Klaassen C D, Liu J
Department of Pharmacology, Toxicology & Therapeutics, University of Kansas Medical Center, Kansas City 66160, USA.
J Toxicol Sci. 1998 Jul;23 Suppl 2:97-102. doi: 10.2131/jts.23.supplementii_97.
The role of MT in Cd toxicology has become clearer by the use of MT-I transgenic and MT-I and -II knock-out animals. We have shown that: (1) MT-transgenic and -null mice have altered tissue MT protein levels; (2) MT-transgenic and -null mice appear to be normal in other detoxifying systems examined, except for slight alterations in tissue Zn concentration; (3) MT does not appear to inhibit Cd absorption from the gastrointestinal tract, nor affect Cd tissue distribution; (4) MT reduces the elimination of Cd from liver; (5) MT protects against acute inorganic Cd-induced lethality and hepatotoxicity, and the mechanism of the protection appears to be due to its ability to sequester Cd in the cytosol, thus reducing the amount of Cd in critical organelles; (6) MT modulates Cd-induced expression of protooncogene(c-jin) and tumor suppress genes (p53) in mouse liver; (7) MT does not protect against CdMT-induced acute renal injury, and Zn-induced protection against CdMT-induced acute nephrotoxicity does not appear to be mediated through MT; (8) Chronic Cd administration produces renal injury inb MT-null mice, indicating that Cd-induced nephrotoxicity is not necessarily mediated through the CdMT complex; (9) MT protects against chronic CdC12 nephropathy, suggesting that intracellular MT is an important adaptive mechanism decreasing CdC12 nephrotoxicity, and that a single injection of CdMT may not be a good model to study chronic Cd nephropathy; (10) genetic background of mouse strains, rather than constitutive MT levels, is a more important determinant for Cd-induced acute testicular injury. In addition to Cd detoxication, MT-transgenic and MT-null mice are also good models to determine other functions of MT. MT plays important roles in maintaining Zn homeostasis and protection against Zn toxicity. Knock-out of the MT gene also renders animals/cells more vulnerable to oxidative stress and DNA alkylating agent-induced toxicity. Therefore, the MT-transgenic and knock-out mouse models provide complementary approaches to those used previously, and have greatly increased our understanding of the role of MT in Cd toxicology, as well as other biological functions of MT.

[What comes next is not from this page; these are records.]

PR #395, opened 2024-08-26
fix: add config hook to disable brc-20 sends, ref leather-io/issues#5773

pete-watters:
This PR adds a config hook so that we will be able to remotely enable / disable BRC-20 sends

https://github.com/leather-io/extension/issues/5773

### DIFF
--- a/packages/query/src/common/remote-config/remote-config.query.ts
+++ b/packages/query/src/common/remote-config/remote-config.query.ts
@@ -120,3 +120,8 @@ export function useConfigSwapsEnabled() {
   const config = useRemoteConfig();
   return get(config, 'swapsEnabled', false);
 }
+
+export function useBrc20SendEnabled() {
+  const config = useRemoteConfig();
+  return get(config, 'brc20SendEnabled', false);
+}


pete-watters:
I'm not sure if it makes sense to add this as we don't do this to stop send of other assets e.g. SIP-10, SRC-20 etc. 

See [here](https://github.com/leather-io/extension/pull/5804#issuecomment-2309714899)

fbwoolf:
Do we need to be able to toggle this on/off quickly w/out a release? That is the benefit of using the config.

pete-watters:
> Do we need to be able to toggle this on/off quickly w/out a release? That is the benefit of using the config.

I don't think so as there are some in BRC-20 send anyway with the form crashing sometimes so we want to just make it ready only. 

@alter-eggo suggested using a config setting [here](https://github.com/leather-io/extension/pull/5804#issuecomment-2304659028) but when I looked into it, we already have a pattern of using `isReadOnly` in the `AssetList` to disable **Send**. 

I can right more code so that we can toggle it with a setting in the future but we seem to only do that to totally disable / enable things like - `runesEnabled` , `swapEnabled` etc.

fbwoolf:
> I can right more code so that we can toggle it with a setting in the future but we seem to only do that to totally disable / enable things like - `runesEnabled` , `swapEnabled` etc.

Yeah, I would only add it to the config if it's something we need to control easily w/out doing a release.

pete-watters:
> > I can right more code so that we can toggle it with a setting in the future but we seem to only do that to totally disable / enable things like - `runesEnabled` , `swapEnabled` etc.
> 
> Yeah, I would only add it to the config if it's something we need to control easily w/out doing a release.

I don't think we need to do that so I will close this PR and I have removed the config settings from https://github.com/leather-io/extension/pull/5804/files

PR #2524, opened 2026-07-17
fix: default to mainnet network and connected account

edgar-stacks:
Harden network and account resolution for dApp RPC requests

- Resolve the network for every RPC popup in one place with the precedence: explicit network param > network of the origin's bound policy > mainnet — the wallet's currently selected network is no longer used as a fallback, and per-handler defaults are removed.
- ⚠️ Breaking: reject unrecognized network values (including casing variants like 'Testnet') with INVALID_PARAMS across all RPC methods, instead of silently falling through to the wallet's current network. Valid values are the default network ids plus custom networks added to the wallet. dApps sending non-canonical network strings must update.
- Harden account binding: permissions without a valid integer accountIndex (pre-multiwallet installs) now fail cleanly with UNAUTHENTICATED instead of crashing the background handler; an explicit account: 0 is now honored as request-scoped; policyId is only forwarded alongside the stored account binding.
- Consolidate BTC/STX policy registration on the popup's resolved network (useCurrentNetwork) as the single source of truth, removing the duplicate params.network resolution, and add a network param to stx_signStructuredMessage.
- Add unit specs for rpc-request-utils, get-addresses, send-transfer, and sign-stacks-message (precedence order, unknown/empty/casing rejection, missing state, accountIndex edge cases) plus Playwright coverage for mainnet defaulting and bound-policy network proposals.


leah-stacks (approved):
Awesome work

werner-stacks (changes requested):
Lets not merge this yet. I tested a couple apps and it doesn't look like it is a default to specify the network currently for testing apps and then what you get is... Even when I am connected to the network I want to connect on a dapp, it doesn't work. (see example)
Reproduction steps with https://stx.fan/signer/03-deploy-manager.html and this custom stacks network API https://api.testnet-pox5.hiro.so
User clicks connect button, selects "connect Leather" and nothing happens. No error just returns to the dapp unconnected. ( see attached video)

I think we should do better. Instead of such an outright failure give them a choice, do you want to connect this app with the active wallet address/network or the default (mainnet accounts)?

Or leave this current behaviour (connecting to active network) atleast while a lot of people are testing for Epoch 4. We'd be breaking their apps in weird ways otherwise?

This change should also be accompanied by a developer doc that explains how dapp developer should specify the network in their dapp. 

Image

video:
https://github.com/user-attachments/assets/fe25f889-30d7-4f21-ae8d-65df19ac5798

PR #2525, opened 2026-07-17
fix(web): no testnet address in mainnet vaults

edgar-stacks:
Error out on testnet addresses in bitcoin mainnet vault creation flow:

testnet


leah-stacks (approved):

werner-stacks (approved):
Retested, LGTM

PR #2530, opened 2026-07-20
fix: clipboard in vault invites

edgar-stacks:
https://github.com/user-attachments/assets/54006ce5-8d15-470b-a740-6931eae49956


leah-stacks (approved):

werner-stacks (approved):
Tested, LGTM

Issue #2529, opened 2026-07-17
Design: Multisig invitations UI & consistent activity empty states


fab-stacks:
Two areas of the multisig web app that need proper redesign exploration (multiple approaches, not a tweak): the **invitation / pending-member UI** and the **activity empty states**. Grouped because both are about how incomplete states of the app look.

### Invitations / pending members

_Handled in #2532 — invite modal slimmed to a flat per-member list (copy message + copy link), pending-invite callout restyled._

### Activity / transactions empty states

- One consistent empty state across the dashboard, vault, and vault details — currently each looks different
- The empty state should always sit inside the same container the populated transaction list uses (as on the main dashboard)
- Refresh the empty-state visual — the current illustration dates back to very old Stacks days

**Refs:** sibling issues: #2527 (typography & value display), #2528 (vault details layout)

Issue #2528, opened 2026-07-17
Design: Multisig vault account details layout iteration


fab-stacks:
Next design iteration on the **vault account details** view in the multisig web app — a handful of contained layout changes to how actions and metadata are placed. Display-level refinements (type sizes, decimals, addresses) are tracked separately.

- Move the **Create Transaction** button into the **Transactions tab** instead of sitting above the tabs
- Renaming: replace the Edit button at the very top with an edit affordance on the details row (vault name + vault type) in the right-hand details panel
- Support changing the **vault icon** as part of renaming — currently only the name can be changed, the icon stays fixed
- Asset detail view: collapse the asset **description** to the first line + "Show more" — earlier feedback that the full description is boilerplate most people don't care about

_Status row iteration (look across vault states + pending-invite callout) handled in #2532._

**Refs:** sibling issues: #2527 (typography & value display), #2529 (invitations & empty states)

PR #2532, opened 2026-07-20
feat(web): playground design surface + multisig content refinements (#2527)

### LINKED ISSUE #2527: Design: Multisig typography, value & address display refinements
Next round of design refinements for the multisig web app, based on recent feedback and a review pass with a more active test vault. This issue collects everything about **how content renders** — type sizes, number formatting, and address display. Layout restructuring is split out into separate issues.

### Typography & sizing

The smaller sidebar scale is intentional (hierarchy: center column > sidebar), but the concrete sizes need another look.

- Revisit sidebar type sizes — stay on design-system font-size tokens (no custom values). One experiment: try the default size used for equivalent center-column items (e.g. vault members) and compare
- Sidebar account details: the address (code font) renders too large relative to surrounding text — tune down
- The center column can take more of its real estate: the create-transaction title/subtitle and the assets & transactions sections could be a step bigger
- Activity indicator icons in the sidebar are too small — size up
- Verify across multiple display settings (e.g. 43" 4K, 27" 4K with "larger text") — not just one setup

### BTC / STX value formatting

- Always show 8 decimals with padded zeros wherever a BTC balance is displayed (unless shown in sats)
- Define and apply an equivalent decimal convention for STX values
- ~~Show crypto amount first, fiat second~~ — **deferred**: the extension recently changed this ordering too, so hold off until we've settled it there

### Addresses

- Unify the address font: activity "Sent to" renders in the default sans while other surfaces use the code font — use the code font consistently
- Truncated addresses should still be copyable (copy the full address)
- Smart address sizing: addresses adapt to the space available — full address where there's room (preferable for security, e.g. signer rows with the flag layout and nothing on the right), sensible truncation when tight, while keeping reasonable spacing to neighboring text and the container edge

**Refs:** sibling issues: #2528 (vault details layout), #2529 (invitations & empty states)

fab-stacks:
**Activity feed**
- Crypto value leads, fiat beneath
- Row 2 always `vault account · threshold`
- Title carries the tx detail — sent-to / received-from counterparty, staking provider, inferred verb ("Swap via Zest")
- Review button on actionable rows
- Signature progress dropped in the account context (noise there)

**Value & digit display**
- Decimal precision unified in the shared currency formatter — every surface pads the same way
- BTC / BTC-pegged (sBTC, xBTC…) → fixed 8-decimal padding; other assets → adaptive cap
- Full precision in detail rows (no rounding surprises)

**Addresses**
- Adaptive mode — fills available width, truncates only when tight
- Activity counterparties shortened to first-3 / last-3

**Detail rows & hero**
- Body text primary color (was muted)
- Lighter inner dividers vs heavier outer container border
- Tx-detail hero synced to the real app + larger token avatar
- Squircle avatar radius now scales with tile size

**Invitations**
- Share / invite modal slimmed to a flat per-member list (copy message + copy link)
- Pending-invite callout restyled

**Playground**
- New dev-only `/playground` design surface — real components, not mockups
- Gated off prod; visible on PR-preview & staging for feedback
- New area = a folder + one registry entry

## Issues
- Resolves #2527
- Advances #2528 and #2529 — handled items removed from those tickets


apps/web/app/features/multisig/activity/build-multisig-activity-inputs.ts
```diff
@@ -95,6 +95,34 @@ export function buildContractActionTargets(
...
+// follow strong conventions, so a conservative keyword match still beats
+// rendering a verb-less "via {protocol}" row. Ordered most-specific first;
+// explicit registry data always wins.
+const inferredActionRules: readonly (readonly [string, StacksProtocolAction])[] = [
+  ['add-liquidity', 'add-liquidity'],
+  ['provide-liquidity', 'add-liquidity'],
+  ['remove-liquidity', 'remove-liquidity'],
+  ['withdraw-liquidity', 'remove-liquidity'],
+  ['stake-lp', 'stake-lp'],
+  ['unstake-lp', 'unstake-lp'],
```
leah-stacks, line 108: `unstake-lp` will never match here since `.find` will hit `stake-lp` first, so unstake txs will be labeled "Stake LP".

Suggested fix: Order ['unstake-lp', 'unstake-lp'] before this line (most-specific first)

leah-stacks (changes requested):
There's just the one small bug on the Unstake labeling I commented, but overall this looks great. I like the tiered activity feed 👍  And the decimal padding lgtm as well.

One more request: could you take a pass at trimming the comments here? A few feel unnecessary, and we lean toward minimal comments as a stylistic preference. Comments explaining "why" are worth keeping, but the ones that restate the code can be dropped.

leah-stacks (approved):

andresgalante-stacks (approved):

PR #2533, opened 2026-07-20
feat(web): content-rendering playground area (#2527)

fab-stacks:
## What

First playground area, stacked on #2532: an exploration surface for #2527 (multisig typography, value & address display refinements). One board per strand of the issue, each with independently linkable variants:

- **Sidebar typography scale** (`?type=`) — current scale vs the issue's named experiment (center-column parity), side by side with the unchanged center-column reference
- **BTC / STX value formatting** (`?btc=` / `?stx=`) — trimmed vs zero-padded decimals vs sats, on realistic balances with tabular numerals
- **Address display** (`?addr=`) — always-truncated vs always-full vs adaptive, one address rendered into three realistic container widths, using the real `CopyAddress` component

Boards render real components + design-system tokens with mock data. No production code is touched — when directions win here, they get promoted into the real multisig surfaces in follow-up PRs and this area is deleted (see playground README lifecycle).

## Try it

- `/playground/content-rendering` — defaults (current state)
- `/playground/content-rendering?type=parity&btc=padded&addr=adaptive` — all three experiments active

Base: `feat/web-playground` (#2532). Merges into the playground PR, not dev — GitHub retargets automatically when #2532 lands.

Refs #2527


fab-stacks:
Consolidated into #2532 — single branch/PR with clearly-labeled commits per track. The typography/values/addresses work now lives there as real component changes plus the content-refinements playground area.

PR #2534, opened 2026-07-20
fix: account name cap

edgar-stacks:
- Web: Implement account name cap (35 characters)
- Extension: do not reject if account name exceeds the limit, just truncate


leah-stacks (approved):

werner-stacks (approved):
Tested the web app feature: max length for account name 35, ✅ 
(do you want to show a countdown from 30 or so? something like (30/35)) I think it will indicate to the user this is working as intended and help them with precision if they need all the space we offer. 

I tried testing the wallet build too but that failed for another reason I will retest that once this is released.

edgar-stacks:
@werner-stacks good point! I will add it as a part of a separate PR as a nice to have. We need to merge this one to stop randomly failing rpc requests on long account names

PR #2535, opened 2026-07-22
feat: policy receive in send flow

edgar-stacks:
Add policy account (filtered by chain and network) in the send list

https://github.com/user-attachments/assets/238618ce-3852-43b1-910c-a7c8599c53be


leah-stacks (approved):

werner-stacks (approved):
Tested, love the way this works.

PR #2538, opened 2026-07-22
feat: extension proposal

edgar-stacks:
- Implement Send flow for multisig for both btc and stx chains using ledger/software wallets

https://github.com/user-attachments/assets/3e502634-5a8f-482a-9518-a86cdb73f7c7


fab-stacks:
This will create a transaction proposal in the multisig app, correct?

CleanShot 2026-07-23 at 15 11 03@2x

I'm inclined to suggest that on the screen here we add in a link next do "Done" to the transaction in the multisig web app. However, the annoying thing is that when the user would click through, it might get confusing, as the account the user is currently interacting from will not correspond with the account that needs to be connected in order to display everything in the multisig app as expected. wdyt?

edgar-stacks:
> I'm inclined to suggest that on the screen here we add in a link next do "Done" to the transaction in the multisig web app. However, the annoying thing is that when the user would click through, it might get confusing, as the account the user is currently interacting from will not correspond with the account that needs to be connected in order to display everything in the multisig app as expected. wdyt?

Yeap! They might be connected with an unrelated account.
I suggest we add this feature in the next iteration of the multisig, maybe we could think of a better integrated solution

leah-stacks (dismissed):

leah-stacks (approved):

andresgalante-stacks (approved):

PR #2539, opened 2026-07-22
feat: add pox-5 staking

### LINKED ISSUE #2550: PoX-5 (Bitcoin Staking) readiness
PoX-5 ("Bitcoin Staking") is a consensus hard fork that replaces pox-4 entirely — different contract, different function set, different reward model. At activation all STX locked in pox-4 unlocks and every stacker has to re-enroll through pox-5. This is the single place to see what that means for us, what is already in flight, and what is still open.

Most of the web work lands in #2539 (open, mergeable, pinned to the private pox-5 testnet). Individual items below link to the PR that covers them. Hosted preview: https://pr-2539-leather-web.wallet-6d1.workers.dev

The intent is one staking page: `/staking`, which is the URL going out in user-facing comms, with `/stacking` redirecting to it. That consolidation is **not done yet** and is bigger than it looks. `/` is not a page of its own — it redirects straight to `/stacking` through both a meta refresh and a client-side navigate — so redirecting `/stacking` creates a `/` → `/stacking` → `/staking` chain that races the meta refresh and breaks the fixture every e2e spec starts from. Consolidating means retargeting the homepage to `/staking` as well, and retiring the pox-4 specs that depend on landing on the old page. It was attempted in #2553 and backed out for that reason.

### Key dates

- Hard fork at Bitcoin block 960,230, expected 29 July around 03:00 UTC
- Re-lock deadline for existing stackers: block 962,050 (next prepare-phase start), roughly 12 August
- Whitelist opens 17 August
- Genesis bond 24 August, Bond 1 22 September, Bond 2 20 October
- First cycle after activation is STX-only staking

### Scope decisions

- STX-only staking keeps its page on the web app. Bitcoin staking is not replicated here — we link out to the staking app and to provider front ends instead, so Leather acts as a discoverability layer
- Providers running their own Bitcoin-staking front ends: Stacking DAO, Fast Pool, possibly Xverse
- STX-only staking stays a first-class priority alongside Bitcoin staking — the existing holder base participates through these pools and the first cycle is STX-only
- Passive-earning options consolidate under a single Earn entry point rather than separate top-level entry points
- Mobile responsiveness is de-prioritised for the staking and bond surfaces
- Moving Explore/Earn out of the wallet and onto the ecosystem site is a valid direction but parked until after activation

### Landing page and provider table

- Copy rewrite: the protocol renames "stacking" to "staking". Explainer and FAQ content describing reward slots, dynamic minimum thresholds and BTC streamed to a reward address is stale — #2539
- STX-only yield is now variable (the residual of the three-tranche waterfall after fixed-rate BTC bonds are paid) and denominated in sBTC — #2539
- Every pool integrates through its own signer-manager contract, so each one has a new contract ID. Pools without a migrated contract must not render — the list filters on presence of a contract ID — #2539
- A second listing criterion: only include pools that claim rewards on behalf of their members. Step 4 of the explainer ("rewards are claimed for you") is only true if the list is restricted that way, and restricting it looks like the right call
- Remove LISA (no longer actually providing liquid staking), Velar and ALEX
- Explainer step 3 copy: "Stake STX(-only) — stake your STX to the chosen pool"
- The "How long is my STX locked?" FAQ answer needs rewording. "Locks do not renew automatically" is technically true but reads as a warning, and at 96 cycles a lock that runs almost four years is closer to indefinite than to expiring. Framing it as how often you have to renew works better than framing it as how long you are locked
- Promo and education blocks referencing Dual Stacking need review — that is a pox-4-era rewards program and needs its own transition messaging. Those references should probably point at Bitcoin staking instead, though possibly not until it is publicly available
- Fixed 50,000 STX per-signer minimum (pool aggregate, not per staker) replaces the dynamic slot threshold — done in #2539

### Start staking flow

- The two-transaction delegate flow (`delegate-stx` plus `allow-contract-caller`) collapses into a single `stake` call carrying signer-manager, amount and number of cycles. Approval drops from three steps to two and pool membership persists across cycles — #2539
- Lock duration becomes a real user choice (1–96 cycles) and needs surfacing for the first time. Currently four presets plus a free numeric field — #2539
- Because a position can be unstaked at any point and unlocks at the end of the current cycle, duration is not really a lock — it is a renewal horizon. Working direction is to default to 96 cycles and demote the choice to an advanced option, which is the closest equivalent to pox-4's "indefinite". At 96 cycles a staker renews roughly once every four years, or whenever the PoX contract is upgraded
- BTC reward address becomes an optional payout preference (`{pox-addr, max-fee}`), default sBTC on Stacks. It has to be configured per pool, since only pools whose signer-manager supports L1 payout will honour it, and small positions are better off defaulting to sBTC to avoid L1 and UTXO consolidation fees — #2539
- Amount is locked directly, so the "delegate more than balance" semantics are gone — #2539
- Staking mutations are rejected during the prepare phase (last 100 blocks, roughly 17h, of every cycle). We notify rather than block, and locks take effect from the next cycle — #2539

### Active position and manage actions

- Position and status read from pox-5 staker state; the delegation-status model built on parsing delegate/revoke transactions no longer exists — #2539
- Claim rewards: rewards accrue as sBTC per cycle and are claimed through the pool's signer-manager. Needs a claimable balance aggregated across unclaimed cycles — done in #2539
- Claim rewards also has to be reachable from the homepage when the user is no longer staking with that pool, since rewards can be outstanding from an expired stake — #2539
- Unstake: STX unlocks at the end of the current cycle, all-or-nothing for the position. Not possible in pox-4 — #2539
- Update stake: one action covers extending, increasing and switching pools, with no cooldown cycle — #2539
- Pending-activity detection retargets from pox-4 function names to `stake` / `stake-update` / `unstake`. pox-5 emits topic-tagged events, which are a cleaner parse target than function names — #2539

### Liquid staking

- Entry flows call the protocols' own contracts so they likely survive, but Stacking DAO and LISA have to migrate their own protocols to pox-5 — their plans and any contract changes need confirming
- The increase flow breaks outright: it collects signer key and signature fields that have no pox-5 equivalent, because staker-side signer signatures are removed from the protocol
- Stacking DAO runs two liquid pools — one paying sBTC (claimable) and one accruing in STX. Only the STX one has ever been supported here. Current plan is to support non-liquid STX-only pools and link out to liquid staking sites initially

### Signer and pool tooling

- The signer key generation tool loses its purpose, since staker-side signer signatures no longer exist — remove it
- New signer management pages are needed for the hard fork, and possibly pool management. Existing throwaway apps and setup learnings have been shared as a starting point
- earn.leather.io stays up for at least two more weeks, then sunsets once signer and pool management tooling has migrated. A redirect needs the tools moved first

### Migration UX

- Around activation, detect STX unlocked from pox-4 and prompt re-staking
- Handle the transition cycle where pox-4 positions still display and pay out — stackers keep receiving rewards through the activation cycle and pox-5 becomes active the following cycle
- Dual Stacking keeps paying out through the gap and winds down coinciding with the Genesis bond on 24 August. Until then the link stays up, carrying a message that it is winding down and transitioning to Bitcoin Staking on that date, plus a path to the staking pools. The program itself continues afterwards in simplified form, as a budget allocated to apps that hit agreed on-chain activity metrics
- STX staked in Dual Stacking still unlocks at the fork like any other pox-4 position, so those users need to re-stake regardless of the August date — two separate things to communicate without conflating them

### Wallet-side readiness

- Staking post-conditions require the Ledger Stacks app 0.26.17 or higher, live since 23 July. Users signing staking transactions need to be told to update
- Clarity 6 contract deploys with Ledger work from Leather 6.106.3 upwards, which strips the Clarity-version payload as a workaround. From Stacks app 0.27.0 the payload works without it
- Optional on-device address verification for single-sig Bitcoin and Stacks — #2549. Multisig Stacks addresses cannot be verified until the Ledger Stacks app is publicly released and audited
- Network and account mismatch handling between dapp and wallet — #2524
- Custom private regtest network support for internal testing — #2476

### Cross-cutting

- #2539 is currently pinned to the private test network. Network constants, API URL and the production feature gate all need repointing to mainnet values before activation
- `@stacks/stacking` (we are on 7.0.5) is pox-4 semantics throughout — client methods, signature helpers and response types. If a pox-5-aware release lags activation we hand-roll the contract calls
- The pox-info shape changes (fixed minimum, no slot threshold). Claimable-rewards and weekly distribution-cycle clocks need to sit alongside the existing reward-cycle countdown
- Test fixtures and E2E flows are pinned to pox-4 contract IDs and response shapes and need rebuilding against pox-5
- Explorer surfaces need to show pox-5 state correctly — secondary to the staking pages
- Landing page assets for the bond app are needed by the Genesis bond

### Copy and UI follow-ups

Being picked up separately from #2539, as content-only changes PR'd into that branch. Deliberately excludes anything that changes what a transaction submits.

- Explainer step 3 reworded to "Stake STX (-only) — stake your STX to the chosen pool"
- Explainer step 4 softened so "claimed anytime" does not over-promise while the claim-on-behalf listing criterion is still open
- The lock framing appears in three separate strings that have to move together or they contradict each other: the duration helper, the first staking condition ("Your STX locks for the cycles you choose"), and the "How long is my STX locked?" FAQ answer. All three reframe around renewal horizon rather than lock length
- A "learn more" destination for users who want to read up on Bitcoin staking. https://www.stacks.co/bitcoin-staking is live and already serves as the hub — explainer, glossary, whitepaper, article feed — and links onward to docs and the forum. Worth confirming it is the canonical inbound target, and that the pox-4-era /learn/stacking page there gets updated or redirected
- Selected state on the duration presets — currently four identical outline buttons with nothing indicating which is active
- An explanation of why Dual Stacking went away, as a FAQ entry on `/staking` rather than a note on the old page, so it survives the redirect. Worded without dates so it holds regardless of how the gap question resolves
- Page title moves off "Bitcoin Staking" to plain "Staking". The page is the STX-only surface and Bitcoin staking links out, so the current title promises access that retail users do not have until community BTC pools exist. Needs sign-off from product and marketing, since "Bitcoin Staking" is the program brand

Also landed in #2553: the duration default moving to 96 cycles with the control relabelled as a renewal horizon, and the Dual Stacking wind-down block.

Attempted in #2553 and backed out: the `/stacking` redirect and the single sidebar entry, for the homepage-alias reason described at the top.

Still open: consolidating onto one staking page properly, filtering the pool list on claim-on-behalf, hiding duration behind an advanced disclosure (needs the e2e reworked), surfacing liquid token balances, removing the independent-stacking/signer-key link, repointing the network constants, and the custom-signer-contract row.

### Hydration bug in sanitizeContent

`sanitizeContent` in the UI package runs DOMPurify in the browser but falls back to manual escaping during SSR, and that fallback escapes `'`, `"` and `&` while DOMPurify leaves them alone. Any sanitized string containing one of those characters renders differently on server and client and throws React #418, which the e2e fixture treats as a failure. Every current FAQ answer and explainer step happens to avoid those characters, so it has never fired — writing "the pool's contract" in a FAQ answer broke five specs. Copy was reworded around it in #2553, but the trap remains for anyone writing sanitized copy containing an apostrophe, and it affects every consumer of that helper.

### Open questions

- Pool contract IDs can be collected before activation after all: a contract ID is just `address.contract-name`, and operators already know the address and name they will deploy from. So this is a coordination task rather than a hard post-activation blocker
- Unstake timing, derived from the pox-5 contract: unstaking is not immediate. It takes effect after the current cycle finishes, no stake mutations are possible during the last 100 blocks of a cycle, and the unlock lands at the start of the next cycle — the same timing as a stake update. Worth confirming against POOLING-05, which is P0 and still untested, but this is now a contract-level reading rather than an assumption
- Whether a BTC-only pool should make the reward-address field mandatory in our flow, since sBTC would never apply for it
- Whether the number of cycles affects anything beyond the renewal horizon — reward rate, weight, eligibility, or the ability to update the stake. If it does not, defaulting to 96 has no downside and the choice is genuinely advanced
- Liquid positions disappearing from the dashboard: if we list only non-liquid STX-only pools and link out for liquid staking, users who already hold stSTX will find their position gone. Showing the stSTX / stSTXbtc token balance is the minimal fix
- The site footer still links "Stack independently" at `earn.leather.io/choose-stacking-method`. Solo staking has no pox-5 equivalent and that host is being sunset, so the link dies twice over — it needs removing or repointing as part of the earn.leather.io wind-down
- Liquid "Start earning" buttons still route into the internal pox-4 liquid flow rather than out to the providers, and the increase flow is broken outright since it collects signer fields pox-5 removed
- Which pools support L1 BTC payout: Xverse confirmed, PlanBetter and Stacking DAO's non-custodial pool still to check
- Do we need to create and fund a wallet for the Ledger Stacks app multisig audit, or does an existing one cover it?
- Who registers the dust-amount positions in the Genesis bond for the wallets that cannot be tested on testnet, and when in the Genesis window does that need to happen?

### Reference

- Scope doc: [Update apps/web stacking pages for PoX-5](https://app.notion.com/p/Update-apps-web-stacking-pages-for-PoX-5-Bitcoin-Staking-3a4f958264358021a677eb393454789a)
- Test tracker: [Bitcoin Staking (PoX-5) Testing Plan](https://docs.google.com/spreadsheets/d/1eMBM1OqLMbz_Mxc_HCEjZnE9QGnBWY1ffSD9vj_24X4)
- Whitepaper: https://stx.is/bitcoin-staking-whitepaper
- SIP v1 draft: [forum thread](https://forum.stacks.org/t/introducing-the-bitcoin-staking-sip-v1-draft/18862)
- Reference implementation: `stacks-network/stacks-core` branch `pox-wf-integration` (`pox-5.clar`, `signer-manager.clar`)

edgar-stacks:
This PR implements a separate "staking" path, that allows users to stake in pox-5 pools. currently it is implement on "private" network, we will update it with prod values closer to the hard fork.

/stacking path is now removed, it is going to be redirected to /staking

Testing steps:
- Add testing network in extension
- - go to "Add network" tab in extension
- - then, in this order:
- - - name: (any name)
- - - bitcoin network "regtest"
- - - network key: "private"
- - - stacks url https://api.testnet-pox5.hiro.so
- Go to leather web build: https://github.com/leather-io/mono/pull/2539#issuecomment-5046098598
- Go to staking page
- Connect with any account that isn't staking right now. This is Account 12's signer-manager and only Account 12 is currently staking using that signer-manager. If you're going to unstake Account 12, make sure that you stake at least 50k to pass the staking threshold. (this is testing network specific, this isn't going to be an issue on mainnet)
- you should be able to see the staking position


fab-stacks (dismissed):

fab-stacks (dismissed):

aperry-stacks (commented):
@edgar-stacks 1 issue worth checking before merging:

**Blocker: amounts with >6 decimal places pass validation but crash on submit, with zero user feedback.**

`stxAmountSchema()` is only `z.coerce.number().positive()` (`start-staking/utils/staking-form-schema.ts:31`), so e.g. `0.0000001` validates; then `BigInt(stxToMicroStx(amount).toString())` at `start-staking/start-staking.tsx:152` throws `SyntaxError: Cannot convert 0.1 to a BigInt`. The throw escapes the submit handler and `Pox5SubmitError` only renders mutation errors, so nothing is shown.

Same bug in `update-staking/update-staking.tsx:271` — its regex `/^\d+(\.\d+)?$/` (schema at `:95`) allows unlimited decimals.

Fix: reject >6 decimals in both schemas (and add a spec case), or `.decimalPlaces(0)` before `BigInt`.

edgar-stacks:
@alexp3y nice catch! looking into it, should be a quick fix. Though i don't agree with it being a blocker, this is more of an edge case for someone to use more than 6 decimals

edgar-stacks:
fixed

aperry-stacks (approved):

fab-stacks (approved):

通过使用金属硫蛋白-I(MT-I)转基因动物以及MT-I和-II基因敲除动物,MT在镉毒理学中的作用已变得更加清晰。我们已经表明:(1)MT转基因和基因敲除小鼠的组织MT蛋白水平发生了改变;(2)除了组织锌浓度有轻微改变外,MT转基因和基因敲除小鼠在其他所检测的解毒系统中似乎是正常的;(3)MT似乎并不抑制胃肠道对镉的吸收,也不影响镉在组织中的分布;(4)MT减少了肝脏中镉的清除;(5)MT可预防急性无机镉诱导的致死性和肝毒性,这种保护机制似乎是由于其将镉螯合在细胞质中的能力,从而减少了关键细胞器中的镉含量;(6)MT调节镉诱导的小鼠肝脏中原癌基因(c-jin)和肿瘤抑制基因(p53)的表达;(7)MT不能预防镉-金属硫蛋白(CdMT)诱导的急性肾损伤,而且锌对CdMT诱导的急性肾毒性的保护作用似乎不是通过MT介导的;(8)长期给予镉会导致MT基因敲除小鼠出现肾损伤,这表明镉诱导的肾毒性不一定是通过CdMT复合物介导的;(9)MT可预防慢性氯化镉肾病,这表明细胞内MT是降低氯化镉肾毒性的一种重要适应性机制,而且单次注射CdMT可能不是研究慢性镉肾病的良好模型;(10)小鼠品系的遗传背景,而非组成型MT水平,是镉诱导的急性睾丸损伤更重要的决定因素。除了镉解毒外,MT转基因和基因敲除小鼠也是确定MT其他功能的良好模型。MT在维持锌稳态以及预防锌毒性方面发挥着重要作用。MT基因的敲除也使动物/细胞更容易受到氧化应激和DNA烷化剂诱导的毒性影响。因此,MT转基因和基因敲除小鼠模型为先前使用的方法提供了互补的途径,并极大地增进了我们对MT在镉毒理学中的作用以及MT其他生物学功能的理解。